= WHAT TO WORK ON =
Check every line of the material for the word "annotation". Copy those that have it.

______________________________

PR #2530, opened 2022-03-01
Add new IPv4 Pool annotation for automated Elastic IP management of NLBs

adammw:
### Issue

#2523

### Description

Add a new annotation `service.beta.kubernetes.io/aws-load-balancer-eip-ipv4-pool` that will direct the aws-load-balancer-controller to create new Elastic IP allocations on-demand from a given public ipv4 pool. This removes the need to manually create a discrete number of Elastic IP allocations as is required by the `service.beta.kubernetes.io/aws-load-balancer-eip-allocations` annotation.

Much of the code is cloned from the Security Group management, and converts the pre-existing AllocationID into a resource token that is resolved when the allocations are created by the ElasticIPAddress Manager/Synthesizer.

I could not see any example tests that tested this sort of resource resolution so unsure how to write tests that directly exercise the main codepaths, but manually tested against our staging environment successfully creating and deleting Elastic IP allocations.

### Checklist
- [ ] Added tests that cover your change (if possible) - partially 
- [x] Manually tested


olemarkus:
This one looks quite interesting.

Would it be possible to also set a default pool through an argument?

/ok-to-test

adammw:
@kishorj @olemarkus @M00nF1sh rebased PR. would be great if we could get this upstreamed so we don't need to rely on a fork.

______________________________

= RESULT OF THE TASK =
Add new IPv4 Pool annotation for automated Elastic IP management of NLBs
Add a new annotation `service.beta.kubernetes.io/aws-load-balancer-eip-ipv4-pool` that will direct the aws-load-balancer-controller to create new Elastic IP allocations on-demand from a given public ipv4 pool. This removes the need to manually create a discrete number of Elastic IP allocations as is required by the `service.beta.kubernetes.io/aws-load-balancer-eip-allocations` annotation.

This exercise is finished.